- GOAL OF THE EXERCISE: Filter the lines below, copying only those with the string "nodeIP".

Start of EXERCISE DATA

PR #296, opened 2016-04-20
Add more HostSubnet logging

dcbw:
We don't expect nodes to be added/removed very often so the log
spam won't be large.

### DIFF
--- a/plugins/osdn/common.go
+++ b/plugins/osdn/common.go
@@ -51,6 +51,8 @@ type OsdnController struct {
 // Called by plug factory functions to initialize the generic plugin instance
 func (oc *OsdnController) BaseInit(registry *Registry, pluginHooks PluginHooks, multitenant bool, hostname string, selfIP string) error {
 
+	log.Infof("Starting with configured hostname '%s' (IP '%s')", hostname, selfIP)
+
 	if hostname == "" {
 		output, err := kexec.New().Command("uname", "-n").CombinedOutput()
 		if err != nil {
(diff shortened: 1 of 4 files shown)


plugins/osdn/common.go
```diff
@@ -51,6 +51,8 @@ type OsdnController struct {
 // Called by plug factory functions to initialize the generic plugin instance
 func (oc *OsdnController) BaseInit(registry *Registry, pluginHooks PluginHooks, multitenant bool, hostname string, selfIP string) error {
 
+	log.Infof("Starting with configured hostname '%s' (IP '%s')", hostname, selfIP)
+
```
pravisankar: We are already logging hostname/selfIP in https://github.com/dcbw/openshift-sdn/blob/more-hostsubnet-logging/plugins/osdn/common.go#L77-L79

dcbw: Yeah, but that's after the fixups.  I'd like to see what the configured/command-line values are too.

plugins/osdn/subnets.go
```diff
@@ -49,7 +51,12 @@ func (oc *OsdnController) addNode(nodeName string, nodeIP string) error {
 		return fmt.Errorf("Error writing subnet %v to etcd for node %s: %v", sn, nodeName, err)
 	}
 
-	log.Infof("Created HostSubnet %v for node %s (%s)", sn, nodeName, nodeIP)
+	sub, err := oc.Registry.GetSubnet(nodeName)
+	if err != nil {
+		return fmt.Errorf("Error fetching subnet for node %q: %v", nodeName, err)
+	}
```
pravisankar: Unnecessary etcd call just for logging. Instead we could make CreateSubnet() to return the subnet along with the error (currently we are ignoring the returned subnet: https://github.com/dcbw/openshift-sdn/blob/more-hostsubnet-logging/plugins/osdn/registry.go#L105)

pravisankar:
LGTM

End of EXERCISE DATA

- SOLUTION FOR THIS TASK:
@@ -49,7 +51,12 @@ func (oc *OsdnController) addNode(nodeName string, nodeIP string) error {
-	log.Infof("Created HostSubnet %v for node %s (%s)", sn, nodeName, nodeIP)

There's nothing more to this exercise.